Within the entries that follow, show each line where the word "through" occurs.

━━━━━ Material shown ━━━━━

Issue #3907, opened 2026-08-14
Widening app-listings alone leaves /apps with no in-product entry point (user-menu gate reads appBlocks)


ZacxDev:
## Summary

The `/apps` store is being decoupled so the catalog (`app-listings`) can widen INDEPENDENTLY of the block runtime (`app-blocks-enabled`) — that is the documented purpose of the `appListings` flag, and the expected shape of the public store launch is "widen `app-listings` alone" (#3905).

**The only in-product route TO the store is not gated that way.** `src/components/AppLayout/AppHeader/appsNavVisibility.ts:28`:

```ts
export function appsNavVisibility(features: { appBlocksGetStarted?: boolean; appBlocks?: boolean }) {
  return {
    getStarted: !!features.appBlocksGetStarted,
    marketplace: !!features.appBlocks,   // ← the user-menu "Apps" → /apps entry
  };
}
```

So for a `{appListings: true, appBlocks: false}` cohort:

- `/apps` **renders** — the SSR gate and every store surface grant on `appListings || appBlocks` (`hasAppsStoreAccess`).
- The user-menu entry that links to it is **hidden** — it reads `appBlocks` alone.
- The sub-nav's own "Marketplace" tab does not help: it only renders once you are *already* on an `/apps/*` route.

Net: **the store is live but has no discoverable entry point.** Reachable by direct URL, an external link, or a bookmark only.

## This is a live gap in the launch plan, not drift

I want to be precise about what is and is not wrong here.

`appsNavVisibility.ts:10` explicitly says the entry *"stays gated on `appBlocks` (mod-only today)"*. That is a **deliberate standing decision**, correct for the pre-GA state where `appBlocks` was the only store gate. It is not drift, and it was not touched by #3905.

What changed underneath it is the *meaning* of store visibility: since the W13 decoupling, store access is `appListings || appBlocks`, and this file is now the one store-visibility decision that does not use the shared predicate. The two only agree because the current tester cohort holds both flags.

So there is nothing to "fix" today — and deliberately nothing was, in #3905. The point of this issue is that **the first flag flip that widens `app-listings` alone silently produces an unreachable store**, and that is the exact flip the decoupling exists to enable.

## Suggested resolution (a product decision)

Either:

[...]

PR #2821, opened 2026-06-29
feat(app-blocks): support off-site (external-link) apps in listings

ZacxDev:
## Model: PURE EXTERNAL LINK

Extends App Blocks listings to support **registered apps that just LINK OUT** to an externally-hosted app. The chosen product model is a **pure external link**: a marketplace listing card that opens an external URL in a new tab. **NO install, NO scopes, NO block token, NO subscription, NO on-platform hosting.** It is a stateless discovery/marketing entry in the marketplace. The presence of `externalUrl` on the `AppBlock` row is the discriminator — no separate `appType` enum.

## ⚠️ Migration — MANUAL APPLY ONLY

Per the DB rule (CNPG nvme0 does **not** auto-apply Prisma migrations), the migration file is committed for history only. **A human must apply the SQL below manually per environment** (psql/retool). CI/deploy does NOT run it. It is additive + non-breaking (single nullable column, idempotent).

`prisma/migrations/20260629120000_add_appblock_external_url/migration.sql`:

```sql
ALTER TABLE "app_blocks"
  ADD COLUMN IF NOT EXISTS "external_url" TEXT;
```

## What changed

**Schema** — `AppBlock.externalUrl String? @map("external_url")` in `schema.full.prisma` (regenerated kysely/models types). NULL = a normal on-platform app.

**Validation / registration**
- `external-app.schema.ts`: `validateExternalUrl` (https-only — rejects `http`/`javascript:`/`data:`/`mailto:`/relative/malformed/over-long) returning the canonical URL, and `assertNoOnPlatformSurface` (external-link is mutually exclusive with a declared page/iframe/target slot).
- `external-app.service.ts` `registerExternalApp` + `blocks.registerExternalApp` router mutation (mod-only, `enforceAppBlocksFlag`). **Single-step** — deliberately bypasses the bundle / Forgejo / approve pipeline (nothing on-platform to build/host/validate). Creates a structurally non-interactive `OauthClient` (`grants:[]`, `allowedScopes:0`, no origins) purely to satisfy the `AppBlock.appId` FK, then an `status='approved'` row with `external_url` set, `approved_scopes:[]`. Retry-safe via the deterministic `appblk-<slug>` id + slug-uniqueness check.

[...]

PR #3928, opened 2026-08-14
feat(apps): make the external-only store scope reachable and segment-able

ZacxDev:
Makes the **external-only** (`kind='offsite'`) App-store scope actually reachable by a segmented tester cohort. `resolveStoreVisibilityScope` already modelled `public-external`; two blockers meant no cohort could ever land in it. Code only — **no Flipt configuration is touched**.

## What changed

**1. `isExternalListingsPublicEnabled` is now user-aware** (`src/server/services/app-blocks-flag.ts`)

It was a bare `isFlipt(FLAG)` — a global eval (`entityId='global'`, empty context). A Flipt segment can only match on the context it is handed, so a `testers` segment resolved `false` for **every** member and the feature was unreachable by construction. It now mirrors `isAppBlocksEnabled` / `isAppListingsEnabled`: `isFlipt(FLAG, String(user.id), buildFliptContext(user))` when a user is present, and `resolveStoreVisibilityScope` threads its `opts` into that second axis.

Backward compatibility is a hard invariant and is tested three ways:
- **no user → the original global eval, byte-identical** — the mock is asserted to be called with the flag key *alone* (one argument), so entityId/context still fall back to the client's `('global', {})` defaults.
- **a base-enabled flag still resolves `true` for everyone** — anon, in-cohort, out-of-cohort and moderator. A plain base-`enabled` boolean has no rollout rules, so it is immune to whatever entityId/context the eval carries. Adding context can only **add** segmentation.
- **fail-closed** — absent flag / Flipt down → `false` → `none`, with or without a user.

**2. The page gate can now express the scope**

There was no client-side feature for `app-listings-public-external` at all, so `hasAppsStoreAccess` → `resolveAppsPageAccess` returned `notFound` for a viewer whose only qualification was that flag — while the server would have happily served them the offsite catalog. Two changes:
- new `appListingsPublicExternal` entry in `feature-flags.service.ts`, `fliptKey: 'app-listings-public-external'`;
- the **shared** `hasAppsStoreAccess` predicate becomes `appListings || appBlocks || appListingsPublicExternal`. Extended in the one place it lives (PR #3905's consolidation); no call site open-codes anything, and the call-site ledger test was read and kept accurate.

The new term grants **reachability only**. What the viewer then sees is still the server's `StoreVisibilityScope` → offsite listings only; onsite App Blocks stay hidden by the server, not by this gate. It also widens no block-RUNTIME surface — `/apps/installed`, `/apps/run/<slug>`, the author surfaces and the `blocks.*` procs still gate on `appBlocks` alone, asserted in the seam suite.

## Dark-by-default proof

`app-listings-public-external` does not exist in Flipt. `app-blocks-flag.external-scope.test.ts` models exactly that (only the two flags that *do* exist are registered) and asserts each cohort lands where it lands today:

| cohort | scope |
|---|---|
| moderator | `full` |
| app-dev-tester (`app-listings`) | `full` |
| plain logged-in user | `none` |
| would-be external tester | `none` |
| anonymous / no-arg | `none` |

It carries its own control (`the external flag really is absent`) so the block cannot pass vacuously. The pre-existing `app-blocks-flag.test.ts` — including `isExternalListingsPublicEnabled evaluates the plain global flag (no context)` — passes **unmodified**, and `resolveAppsPageAccess.test.ts` is **untouched**.

## The server/client seam

The same flag is evaluated twice per request, by two paths that had never shared a test:

- **server data path** — `isExternalListingsPublicEnabled({user})` → `isFlipt` (**async**) → `resolveStoreVisibilityScope` → the store read procs / REST endpoints.
- **page gate** — `featureFlags.appListingsPublicExternal` → `isFliptSync` (**sync**, plus a static `availability` fallback when Flipt answers `null`) → `ctx.features` → `hasAppsStoreAccess` → `resolveAppsPageAccess`.

Disagreement is silent in both directions: the viewer passes the page gate and gets an empty store, or is 404'd off a catalog the server would serve.

**Decision:** they agree *by construction* for a logged-in viewer — same key, same entityId (`String(user.id)`), same context object (both call the shared `buildFliptContext`). And they fail closed together: an absent flag makes the async `isEnabled` return `false` while the sync `isEnabledSync` returns `null` and falls through to the static availability — which is why the client entry is **`availability: []` and not `['mod']`**. With `['mod']` a moderator's client value would be `true` against a server `false`. That is the entry's whole reason for being `[]`, and it is mutation-tested.

**How it is tested:** `app-blocks-flag.external-scope.seam.test.ts` loads **both real sides** (real `feature-flags.service`, real `app-blocks-flag`, real shared predicate, real SSR resolver) against **one** fake Flipt config that faithfully models the async/sync asymmetry, and asserts the relationship over a 4-config × 4-cohort matrix:

> `resolveAppsPageAccess` grants ⟺ `resolveStoreVisibilityScope() !== 'none'`

with a non-vacuity check that the matrix really produced all three scopes and both gate outcomes, a positive control that the Flipt branch is live, a behavioural key-identity control (a neighbouring key moves neither side; the real key moves both), and a control that the service's 10s feature-flag cache is genuinely bypassed between cases.

**Residual, bounded, and pre-existing:** for an *anonymous* viewer the two evals differ in identity — `'global'`/`{}` on the server vs `'anonymous'`/`{isLoggedIn:'false'}` in the client gate. That is true of `app-listings` and `app-blocks-enabled` today and is invisible for both shapes this rollout uses (a user-property segment, or a plain base-enabled boolean). It bites only under a **percentage/entityId rollout** — which is measured and pinned in a test rather than asserted away, and called out on the flag's doc comment as the shape to avoid.

## Mutation matrix

Every mutant applied to the final tree; each dies on its **own** assertion, not incidentally. Run over `app-blocks-flag{,.external-scope,.external-scope.seam}.test.ts` + `hasAppsStoreAccess` + `resolveAppsPageAccess` + the call-site ledger (149 tests green at baseline).

| # | mutant | killed | representative failing assertion |
|---|---|---|---|
| 1 | `resolveStoreVisibilityScope`: external axis checked **before** privileged | 4 | `A MODERATOR IN THE EXTERNAL COHORT IS STILL full, NEVER NARROWED` — `expected 'public-external' to be 'full'` |
| 2 | axis 1 reads the **external** flag (arm/flag swap) | 19 | `privileged: a MODERATOR resolves full` |
| 3 | axis 2 drops `opts` (global eval, ignores user) | 4 | `non-privileged + external flag ON (in segment) → public-external` |
| 4 | helper **ignores its user argument** (silent revert to global) | 7 | `a SEGMENT-scoped flag matches for an IN-segment user` |
| 5 | helper reads `app-listings` instead (flag swap) | 15 | `reads ONLY the app-listings-public-external key` |
| 6 | helper drops the no-user branch (breaks byte-identical compat) | 2 | `no user → the ORIGINAL global eval, byte-identical (flag key alone)` |
| 7 | predicate `\|\|` → `&&` on the new term | 17 | `the external flag being FALSE cannot revoke either older flag` |
| 8 | predicate drops the new term (revert) | 8 | `the EXTERNAL flag ALONE grants access` |
| 9 | predicate `\|\|` → `??` (whole chain; mixing is a syntax error) | 6 | `{listings:false, blocks:true, external:false} → true` |
| 10 | predicate returns constant `true` | 19 | `a viewer qualifying via NOTHING still gets notFound` |
| 11 | predicate returns constant `false` | 33 | `external-only viewer reaches /apps — NOT notFound` |
| 12 | client entry `availability: []` → `['mod']` | 3 | `the client entry is fail-closed for a MODERATOR when the flag is ABSENT` |
| 13 | client entry `fliptKey` → `'app-listings'` | 10 | `KEY IDENTITY, proven behaviourally: both sides read the SAME Flipt key` |
| 14 | `resolveAppsPageAccess` grants unconditionally | 18 | `neither flag → notFound (gate intact, even with no session)` |
| 15 | ledger regex reverted to two flag names | 1 | `catches a re-inlined gate built from the EXTERNAL-only term` |
| 16 | ledger regex loses its `\b` word boundaries | 2 | `does NOT read appListingsPublicExternal as appListings (prefix collision)` |

16/16 killed, 0 survivors. Mutants 12 and 13 are the ones that matter for the seam: neither is reachable by any test that looks at one side.

## Verified / not verified

**Verified locally:** `pnpm typecheck` clean — instrument validated first with a planted `TS2322`, which was reported (1 error, exit 2), then removed (0 errors, exit 0). `vitest --project unit` across `components/Apps/__tests__`, `server/services/__tests__`, `server/routers/__tests__`, `tests/api/v1/apps`: **312 files / 5033 tests passed**, 0 timeout panics. `--project component` on the three store-gate browser suites: **55 tests passed** (non-zero, so the browser really ran). ESLint + Prettier clean on all 8 touched files.

**NOT verified:** nothing was run against a live Flipt instance or a deployed environment — the flag does not exist, so there is nothing to evaluate. The Flipt-side segment shape (`app-dev-testers`, a user-property segment, etc.) is asserted only against a faithful in-test model of Flipt's boolean evaluation, not against Flipt itself. No manual browser walk of `/apps` as an external-only viewer. The tRPC read procs and REST endpoints already branch on `scope` and were not changed, so their offsite-only filtering is unchanged and untested here.

## Two things worth knowing before the rollout

**Found while building the seam suite — a pre-existing divergence, recorded not fixed.** When Flipt is *unreachable*, the client gate falls through to each entry's static `availability` while the server helpers have none. A **moderator** therefore gets `appListings`/`appBlocks` true statically → the page gate grants — while `resolveStoreVisibilityScope` resolves `none` → empty store. It predates this change (a property of the two `availability: ['mod']` flags), is in the safe direction, and closing it means giving the server a static mod floor — a behaviour change to the privileged path, out of scope here. It is asserted explicitly so it cannot be mistaken for something this PR introduced, and so a future fix has a test to flip.

**No in-product entry point for the external-only cohort.** `components/AppLayout/AppHeader/appsNavVisibility.ts` still gates the user-menu "Apps" → `/apps` item on `appBlocks` alone (a standing decision with its own doc, deliberately not swept in). That menu item is the only route *to* `/apps`, so this cohort reaches the store by direct URL only. Tracked in #3907; the external-only cohort is the first real population to hit it, so an announcement link or campaign URL is needed until it lands.

## 🔴 Rollout ordering

**This code must deploy BEFORE the Flipt flags change.** The order is not interchangeable:

1. Merge + deploy this PR. Nothing observable changes — the flag does not exist, so every cohort resolves exactly as it does today.
2. **Then** create `app-listings-public-external` in Flipt, base `enabled: false`, with the tester segment.
3. Enable it for the cohort.

If the Flipt flag is created and segmented **first**, the still-deployed old code evaluates it globally (a segment can never match) *and* has no client-side feature to gate the page on — so the cohort gets `notFound` at `/apps` and the flag looks broken. The server and page gates only agree once this code is live.

**Flipt shape guidance** (documented on `APP_LISTINGS_PUBLIC_EXTERNAL_FLAG`): use a **segment rollout** for the tester phase, or a **plain base-`enabled` boolean** for a later anonymous-public flip. Avoid a **percentage/threshold rollout** — it hashes the entityId, and the server (`'global'`) and client (`'anonymous'`) disagree for anonymous viewers.

**Rollback** is flipping the Flipt flag off (or deleting it): everything returns to `full`/`none` with no deploy.

### DIFF
--- a/src/components/Apps/__tests__/appsStoreAccessCallSites.test.ts
+++ b/src/components/Apps/__tests__/appsStoreAccessCallSites.test.ts
@@ -39,6 +39,20 @@ import { describe, it, expect } from 'vitest';
  * (`preview / component-tests`) and do not block a merge. This unit-project ledger
  * does. So in CI all six sites are pinned STRUCTURALLY ONLY, by this file — which
  * is precisely why a hole in its masker (see below) is worth more than it looks.
+ *
+ * 🔴 TWO MEASURED LIMITS OF THIS FILE — issue #3932, not fixed here. Read them
+ * before treating a green run as "no site re-inlines the gate":
+ *   1. `INLINED_GATE` matches two flag names in PROXIMITY inside ONE expression.
+ *      Four re-inlining shapes evade it and were verified green: hoisted locals
+ *      (`const a = features.appListings; … a || b`), names split across a `;` (the
+ *      `[^;{}]` class stops there by design), a ternary, and
+ *      `[features.appListings, features.appBlocks].some(Boolean)`. Widening the
+ *      NAME list (as the external-only term did) does not touch the SHAPE.
+ *   2. The "EXACT" assertion below pins DIRECT importers only, so a site that
+ *      reaches the gate transitively is invisible to it — including
+ *      `pages/apps/[appBlockId]/index.tsx`, which routes through
+ *      `resolveLegacyAppRoute` → `resolveAppsPageAccess`. That is the site a real
+ *      disclosure defect appeared at, so the blindness is not academic.
  */
 
 const SRC = path.resolve(__dirname, '../../..');
--- a/src/components/Apps/__tests__/appsStoreAccessCallSites.test.ts
+++ b/src/components/Apps/__tests__/appsStoreAccessCallSites.test.ts
@@ -68,6 +68,15 @@ const SRC = path.resolve(__dirname, '../../..');
  *    entry point — that menu item is the only route TO `/apps` (the sub-nav's
  *    Marketplace tab only appears once you are already on `/apps/*`). Reachable by
  *    direct URL only. Tracked in issue #3907; not this file's to fix.
+ *
+ *    🔴 THE EXTERNAL-ONLY COHORT INHERITS THAT GAP, AND IS THE FIRST REAL POPULATION
+ *    TO HIT IT. `{appListingsPublicExternal, NOT appBlocks, NOT appListings}` holders
+ *    now pass the six gates below but the user-menu entry still reads `appBlocks`
+ *    alone, so `/apps` is direct-URL-only for them. Until #3907 lands, an
+ *    external-only rollout needs its own entry point (a link in the announcement, a
+ *    campaign URL) — the store being reachable is NOT the same as it being findable.
+ *    Deliberately out of scope here: converting that menu item is a product decision
+ *    on a module with its own standing doc, not a mechanical alignment.
  */
 const STORE_GATE_SITES = [
   'components/Apps/AppListingsMarketplaceBody.tsx',
@@ -205,6 +214,21 @@ function stripComments(code: string): string {
 }
 
 /**
+ * The flag names the store gate is built from. The predicate is
+ * `appListings || appBlocks || appListingsPublicExternal` — the third term admits
+ * the EXTERNAL-ONLY cohort, who reach the store and are then scoped SERVER-side to
+ * `kind='offsite'` listings. Any TWO of these joined by a logical operator in live
+ * code under SCAN_ROOTS is a re-inlined gate.
+ *
+ * 🔴 Kept as data, not baked into one literal regex, because the gate GREW: a
+ * two-name regex would have gone on reporting a clean zero for a site that
+ * re-inlined `appListings || appListingsPublicExternal` — the newest and least
+ * familiar half of the rule, i.e. the one most likely to be open-coded by someone
+ * who has not read this file.
+ */
+const STORE_FLAG_NAMES = ['appListingsPublicExternal', 'appListings', 'appBlocks'] as const;
+
+/**
  * An open-coded store gate in LIVE code.
  *
  * Deliberately matched on PROXIMITY + a logical operator rather than one literal
@@ -215,11 +239,18 @@ function stripComments(code: string): string {
  * collapsed first so line wrapping is irrelevant, and `[^;{}]` keeps a match inside
  * one expression rather than spanning statements.
  *
- * `\b` after each flag name matters: it stops `appBlocksPages` / `appBlocksAuthor`
- * — different flags with their own rules — from being read as `appBlocks`.
+ * `\b` after each flag name matters twice over: it stops `appBlocksPages` /
+ * `appBlocksAuthor` — different flags with their own rules — from being read as
+ * `appBlocks`, and it stops `appListingsPublicExternal` from being read as
+ * `appListings`. Both directions are pinned by the masker controls below.
  */
-const INLINED_GATE =
-  /appListings\b[^;{}]{0,120}?(?:\|\||&&|\?\?)[^;{}]{0,120}?appBlocks\b|appBlocks\b[^;{}]{0,120}?(?:\|\||&&|\?\?)[^;{}]{0,120}?appListings\b/;
+const INLINED_GATE = new RegExp(
+  STORE_FLAG_NAMES.flatMap((a) =>
+    STORE_FLAG_NAMES.filter((b) => b !== a).map(
+      (b) => `${a}\\b[^;{}]{0,120}?(?:\\|\\||&&|\\?\\?)[^;{}]{0,120}?${b}\\b`
+    )
+  ).join('|')
+);
 
 /** Collapse whitespace so a prettier line-wrap cannot hide a gate from the regex. */
 function flatten(code: string): string {
@@ -352,6 +383,58 @@ describe('the masker (validate the instrument before reading its verdict)', () =
     // would read them as `appBlocks` and flag legitimate code.
     expect(
       flatten(maskNonCode('const x = features.appListings || features.appBlocksPages;', 'p.ts'))
+    ).not.toMatch(INLINED_GATE);
+    expect(
+      flatten(maskNonCode('const x = features.appListings || features.appBlocksAuthor;', 'p.ts'))
+    ).not.toMatch(INLINED_GATE);
+  });
+
+  /**
+   * 🔴 THE THIRD TERM. `appListingsPublicExternal` admits the EXTERNAL-ONLY cohort
+   * and is now part of the gate, so a site re-inlining a pair that includes it must
+   * be caught — while `appListingsPublicExternal` alone must NOT be mistaken for
+   * `appListings` (they are different flags with different meanings, and the prefix
+   * relationship makes that the easy mistake for a `\b`-less regex).
+   */
+  it('🔴 catches a re-inlined gate built from the EXTERNAL-only term', () => {
+    const cases: Record<string, string> = {
+      'external OR listings':
+        'const ok = features.appListings || features.appListingsPublicExternal;',
+      'external OR blocks': 'const ok = features.appListingsPublicExternal || features.appBlocks;',
+      'external first, wrapped':
+        'const ok =\n  features.appListingsPublicExternal ||\n  features.appListings;',
+      'De Morgan with external':
+        'if (!features.appBlocks && !features.appListingsPublicExternal) return null;',
+      'destructured external': 'const ok = appListingsPublicExternal || appBlocks;',
+    };
+    for (const [label, src] of Object.entries(cases)) {
+      expect(flatten(maskNonCode(src, 'probe.ts')), label).toMatch(INLINED_GATE);
+    }
+  });
+
+  it('🔴 does NOT read appListingsPublicExternal as appListings (prefix collision)', () => {
+    // A single mention of the longer name, OR-ed with an unrelated flag, is not a
+    // store gate. Without `\b` the `appListings` alternative would match its prefix
+    // and report a false offender at every external-cohort call site.
+    expect(
+      flatten(
+        maskNonCode('const x = features.appListingsPublicExternal || features.canViewNsfw;', 'p.ts')
+      )
+    ).not.toMatch(INLINED_GATE);
+    expect(
+      flatten(maskNonCode('const x = features.appListingsPublicExternal;', 'p.ts'))
+    ).not.toMatch(INLINED_GATE);
+    // The sharp case: a hypothetical SIBLING of the longest name. Only the `\b` on
+    // `appListingsPublicExternal` itself rejects this — every other guard in this
+    // file passes it either way, so this is the one assertion that dies for that
+    // specific reason.
+    expect(
+      flatten(
+        maskNonCode(
+          'const x = features.appListingsPublicExternalOverride || features.appBlocksPages;',
+          'p.ts'
+        )
+      )
     ).not.toMatch(INLINED_GATE);
   });
 
--- a/src/components/Apps/__tests__/hasAppsStoreAccess.test.ts
+++ b/src/components/Apps/__tests__/hasAppsStoreAccess.test.ts
@@ -56,6 +56,96 @@ describe('hasAppsStoreAccess — the 2×2 flag matrix', () => {
 });
 
 /**
+ * 🔴 THE THIRD TERM — `appListingsPublicExternal` (the EXTERNAL-ONLY cohort).
+ *
+ * Its holders are viewers the SERVER will serve a `kind='offsite'`-only catalog to
+ * (`resolveStoreVisibilityScope` → `public-external`). Before it was added here,
+ * a viewer whose ONLY qualification was that flag hit `notFound` at the page gate
+ * and could never reach the store the server was ready to serve them — the gate and
+ * the data path disagreeing about the same flag.
+ *
+ * The full 2×2×2 is asserted rather than the one interesting cell, because the
+ * dangerous mistakes are the boring cells: an `&&` instead of an `||` (only the
+ * both-true row would notice), or the term being dropped from one branch.
+ */
+describe('hasAppsStoreAccess — the external-only term (full 2×2×2)', () => {
+  const BOOLS = [true, false] as const;
+  for (const appListings of BOOLS)
+    for (const appBlocks of BOOLS)
+      for (const appListingsPublicExternal of BOOLS) {
+        const expected = appListings || appBlocks || appListingsPublicExternal;
+        it(`{listings:${appListings}, blocks:${appBlocks}, external:${appListingsPublicExternal}} → ${expected}`, () => {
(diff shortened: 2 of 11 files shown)


ZacxDev:
## Preview Environment ✅

| | |
|---|---|
| **URL** | https://pr-3928.civitaic.com |
| **Commit** | `60095c4` |
| **Network** | ✅ HTTP 302 (12ms) |
| **Pipeline** | [View build](https://tekton-dp.civitai.com/#/namespaces/tekton-builds/pipelineruns/pr-preview-3928-v6q5w) |
| **Updated** | 2026-08-14 20:35:59 UTC |

ZacxDev:

**✅ no per-route First Load JS regression vs `main` (`9da8ab4`).**

<details><summary>Per-route breakdown · commit <code>60095c4</code> · <a href="https://tekton-dp.civitai.com/#/namespaces/tekton-builds/pipelineruns/pr-preview-3928-v6q5w">build</a> · 2026-08-14 20:30:46 UTC</summary>

```
Routes analysed     : 255

  1007.4 kB  /user/[username]/shop/manage               [budget 1.30 MB] OK
   997.4 kB  /user/[username]/articles                  [budget 1.30 MB] OK
   993.4 kB  /user/[username]/3d-models                 [budget 1.30 MB] OK
   992.9 kB  /models/[id]/model-versions/create         [budget 1.30 MB] OK
   992.9 kB  /models/[id]/model-versions/[versionId]/wizard [budget 1.30 MB] OK

1 budget breach(es):
  ✗ shared 601.0 kB > 470.0 kB
```

</details>

ZacxDev:
## 🧪 Preview smoke tests — ✅ passed

| | |
|---|---|
| **Result** | ✅ 65 passed · 0 flaky · 0 failed |
| **Gate** | mod ✓ · tester ✓ · gold ✓ · restricted → /preview-restricted ✓ · anon → /login ✓ |
| **Commit** | `60095c4` |
| **Pipeline** | [View run](https://tekton-dp.civitai.com/#/namespaces/tekton-builds/pipelineruns/pr-preview-3928-v6q5w) |
| **Updated** | 2026-08-14 20:33 UTC |

ZacxDev:
**🔦 Lighthouse:** perf 46 · LCP 3.6s · CLS 0.235 · a11y 93 — [report ↗](https://storage.googleapis.com/lighthouse-infrastructure.appspot.com/reports/1786739948478-7849.report.html)

<details><summary>Per-route scores (median of 5 runs · desktop · authed as ci-smoke-gold) · commit <code>60095c4</code> · <a href="https://tekton-dp.civitai.com/#/namespaces/tekton-builds/pipelineruns/pr-preview-3928-v6q5w">build</a> · 2026-08-14 20:39 UTC</summary>

| `/` | 46 | 93 | 3.6s | 0.235 | 442ms | — | [report](https://storage.googleapis.com/lighthouse-infrastructure.appspot.com/reports/1786739948478-7849.report.html) |
| `/models` | 65 | 93 | 2.8s | 0.261 | 183ms | — | [report](https://storage.googleapis.com/lighthouse-infrastructure.appspot.com/reports/1786739949122-38190.report.html) |
| `/generate` | 65 | 97 | 3.6s | 0.022 | 292ms | — | [report](https://storage.googleapis.com/lighthouse-infrastructure.appspot.com/reports/1786739949708-32798.report.html) |

</details>

ZacxDev:
## Audit follow-up — 🔴 F1 fixed, plus two corrections to the PR body above

Pushed `60095c4f11`. **The PR body is left as originally written on purpose** (a reviewer may already have read it); the corrections are here.

---

### 🔴 F1 — on-site slug disclosure via `/apps/[appBlockId]` — FIXED

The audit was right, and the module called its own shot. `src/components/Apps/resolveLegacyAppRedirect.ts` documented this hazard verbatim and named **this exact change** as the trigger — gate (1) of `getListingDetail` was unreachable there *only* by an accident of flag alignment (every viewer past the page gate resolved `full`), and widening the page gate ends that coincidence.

━━━━━

*Solution below*:
**Decision:** they agree *by construction* for a logged-in viewer — same key, same entityId (`String(user.id)`), same context object (both call the shared `buildFliptContext`). And they fail closed together: an absent flag makes the async `isEnabled` return `false` while the sync `isEnabledSync` returns `null` and falls through to the static availability — which is why the client entry is **`availability: []` and not `['mod']`**. With `['mod']` a moderator's client value would be `true` against a server `false`. That is the entry's whole reason for being `[]`, and it is mutation-tested.
**Found while building the seam suite — a pre-existing divergence, recorded not fixed.** When Flipt is *unreachable*, the client gate falls through to each entry's static `availability` while the server helpers have none. A **moderator** therefore gets `appListings`/`appBlocks` true statically → the page gate grants — while `resolveStoreVisibilityScope` resolves `none` → empty store. It predates this change (a property of the two `availability: ['mod']` flags), is in the safe direction, and closing it means giving the server a static mod floor — a behaviour change to the privileged path, out of scope here. It is asserted explicitly so it cannot be mistaken for something this PR introduced, and so a future fix has a test to flip.
+ *      `pages/apps/[appBlockId]/index.tsx`, which routes through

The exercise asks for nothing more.